## Task description
Repeat exactly the opening lines of the records, ending with the line that contains "error_mark_node.".

Collected data entries:
--- START ---
PR #1222, opened 2022-05-06
Destructure our generics, placeholers or projections during coercion

philberty:
When we coerce types we need to destructure from the generics in order to
apply these coercion rules correctly or we end up returning a bad
error_mark_node.

This was found while fixing https://github.com/Rust-GCC/gccrs/pull/1220

### DIFF
--- a/gcc/rust/backend/rust-compile.cc
+++ b/gcc/rust/backend/rust-compile.cc
@@ -198,12 +198,15 @@ CompileStructExprField::visit (HIR::StructExprFieldIdentifier &field)
 // Shared methods in compilation
 
 tree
--- END ---
## Written answer
PR #1222, opened 2022-05-06
Destructure our generics, placeholers or projections during coercion

philberty:
When we coerce types we need to destructure from the generics in order to
apply these coercion rules correctly or we end up returning a bad
error_mark_node.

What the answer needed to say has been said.